**EXERCISE DIRECTIONS**
If a line in the data below includes the string "activated", please return a copy of it.

**EXERCISE INPUTS**
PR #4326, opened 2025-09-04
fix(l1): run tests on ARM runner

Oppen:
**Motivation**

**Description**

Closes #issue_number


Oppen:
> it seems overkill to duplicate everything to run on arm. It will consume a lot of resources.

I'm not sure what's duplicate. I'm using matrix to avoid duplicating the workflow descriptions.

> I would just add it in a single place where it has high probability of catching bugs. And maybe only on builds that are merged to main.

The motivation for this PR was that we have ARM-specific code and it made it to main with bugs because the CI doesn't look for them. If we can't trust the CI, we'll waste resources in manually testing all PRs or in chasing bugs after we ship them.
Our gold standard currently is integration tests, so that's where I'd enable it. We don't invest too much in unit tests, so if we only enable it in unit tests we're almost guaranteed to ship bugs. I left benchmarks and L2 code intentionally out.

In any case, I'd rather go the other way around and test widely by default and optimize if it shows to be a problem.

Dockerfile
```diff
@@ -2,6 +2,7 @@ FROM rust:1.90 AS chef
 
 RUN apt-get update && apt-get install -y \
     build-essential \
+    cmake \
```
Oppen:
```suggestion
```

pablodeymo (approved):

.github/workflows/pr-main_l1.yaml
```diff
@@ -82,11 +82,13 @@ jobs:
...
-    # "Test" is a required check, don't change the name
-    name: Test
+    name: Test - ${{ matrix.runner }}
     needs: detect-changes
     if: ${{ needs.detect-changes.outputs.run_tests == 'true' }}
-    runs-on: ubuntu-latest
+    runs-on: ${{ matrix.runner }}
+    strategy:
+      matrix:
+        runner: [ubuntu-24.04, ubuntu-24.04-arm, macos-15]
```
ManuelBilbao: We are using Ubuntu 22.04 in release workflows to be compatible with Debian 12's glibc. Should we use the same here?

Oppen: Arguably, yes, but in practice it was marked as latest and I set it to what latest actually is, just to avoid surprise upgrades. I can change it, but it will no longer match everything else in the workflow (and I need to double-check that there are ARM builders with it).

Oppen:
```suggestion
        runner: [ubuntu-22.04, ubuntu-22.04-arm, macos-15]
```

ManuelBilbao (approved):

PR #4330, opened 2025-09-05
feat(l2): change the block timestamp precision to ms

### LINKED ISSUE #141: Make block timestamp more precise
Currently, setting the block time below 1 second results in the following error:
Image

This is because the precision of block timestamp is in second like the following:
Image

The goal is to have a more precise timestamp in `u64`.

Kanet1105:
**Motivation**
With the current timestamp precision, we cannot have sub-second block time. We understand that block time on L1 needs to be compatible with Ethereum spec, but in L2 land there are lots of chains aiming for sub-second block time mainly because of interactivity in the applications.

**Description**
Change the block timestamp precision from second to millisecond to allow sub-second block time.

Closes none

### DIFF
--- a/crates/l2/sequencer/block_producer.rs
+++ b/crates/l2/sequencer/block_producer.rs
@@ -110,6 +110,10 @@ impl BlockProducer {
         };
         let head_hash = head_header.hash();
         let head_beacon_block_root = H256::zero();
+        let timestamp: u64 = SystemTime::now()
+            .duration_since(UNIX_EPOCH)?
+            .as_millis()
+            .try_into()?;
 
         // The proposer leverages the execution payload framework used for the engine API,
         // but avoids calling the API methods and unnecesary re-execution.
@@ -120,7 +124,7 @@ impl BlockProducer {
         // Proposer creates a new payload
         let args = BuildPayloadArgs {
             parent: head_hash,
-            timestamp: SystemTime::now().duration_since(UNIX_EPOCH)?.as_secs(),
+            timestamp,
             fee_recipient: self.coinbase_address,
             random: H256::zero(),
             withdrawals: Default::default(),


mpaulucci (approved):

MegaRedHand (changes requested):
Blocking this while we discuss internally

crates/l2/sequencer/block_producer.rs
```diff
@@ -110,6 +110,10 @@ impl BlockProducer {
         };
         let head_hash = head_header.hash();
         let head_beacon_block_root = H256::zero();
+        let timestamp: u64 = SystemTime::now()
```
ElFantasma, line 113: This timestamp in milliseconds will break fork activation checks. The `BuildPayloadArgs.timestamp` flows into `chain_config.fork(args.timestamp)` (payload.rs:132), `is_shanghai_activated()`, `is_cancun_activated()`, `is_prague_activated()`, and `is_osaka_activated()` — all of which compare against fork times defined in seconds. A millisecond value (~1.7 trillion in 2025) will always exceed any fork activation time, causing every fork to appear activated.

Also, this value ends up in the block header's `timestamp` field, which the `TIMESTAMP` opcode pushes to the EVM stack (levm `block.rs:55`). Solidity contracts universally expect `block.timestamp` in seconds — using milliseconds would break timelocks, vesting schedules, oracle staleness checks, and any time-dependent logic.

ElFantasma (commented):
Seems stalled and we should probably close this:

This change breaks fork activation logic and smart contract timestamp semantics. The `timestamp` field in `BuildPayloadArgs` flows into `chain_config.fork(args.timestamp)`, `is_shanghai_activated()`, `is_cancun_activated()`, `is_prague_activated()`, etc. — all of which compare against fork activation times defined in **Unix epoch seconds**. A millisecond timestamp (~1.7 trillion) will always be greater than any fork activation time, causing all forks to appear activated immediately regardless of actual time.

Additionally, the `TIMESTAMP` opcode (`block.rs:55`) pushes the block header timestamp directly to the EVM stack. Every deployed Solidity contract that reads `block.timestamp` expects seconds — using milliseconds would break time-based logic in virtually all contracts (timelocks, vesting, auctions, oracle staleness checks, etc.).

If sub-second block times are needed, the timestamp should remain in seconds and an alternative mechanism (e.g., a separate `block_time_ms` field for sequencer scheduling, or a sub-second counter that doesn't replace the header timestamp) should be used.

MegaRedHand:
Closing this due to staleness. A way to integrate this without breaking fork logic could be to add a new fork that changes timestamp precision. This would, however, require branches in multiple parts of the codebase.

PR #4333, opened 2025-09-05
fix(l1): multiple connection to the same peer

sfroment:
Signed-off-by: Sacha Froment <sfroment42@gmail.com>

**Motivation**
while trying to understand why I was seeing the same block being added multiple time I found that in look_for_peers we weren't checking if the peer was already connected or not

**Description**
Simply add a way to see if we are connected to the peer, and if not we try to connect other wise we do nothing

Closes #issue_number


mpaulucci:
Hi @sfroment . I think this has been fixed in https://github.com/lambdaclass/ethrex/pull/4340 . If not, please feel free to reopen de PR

**SOLUTION FOR THIS TASK**
ElFantasma, line 113: This timestamp in milliseconds will break fork activation checks. The `BuildPayloadArgs.timestamp` flows into `chain_config.fork(args.timestamp)` (payload.rs:132), `is_shanghai_activated()`, `is_cancun_activated()`, `is_prague_activated()`, and `is_osaka_activated()` — all of which compare against fork times defined in seconds. A millisecond value (~1.7 trillion in 2025) will always exceed any fork activation time, causing every fork to appear activated.
This change breaks fork activation logic and smart contract timestamp semantics. The `timestamp` field in `BuildPayloadArgs` flows into `chain_config.fork(args.timestamp)`, `is_shanghai_activated()`, `is_cancun_activated()`, `is_prague_activated()`, etc. — all of which compare against fork activation times defined in **Unix epoch seconds**. A millisecond timestamp (~1.7 trillion) will always be greater than any fork activation time, causing all forks to appear activated immediately regardless of actual time.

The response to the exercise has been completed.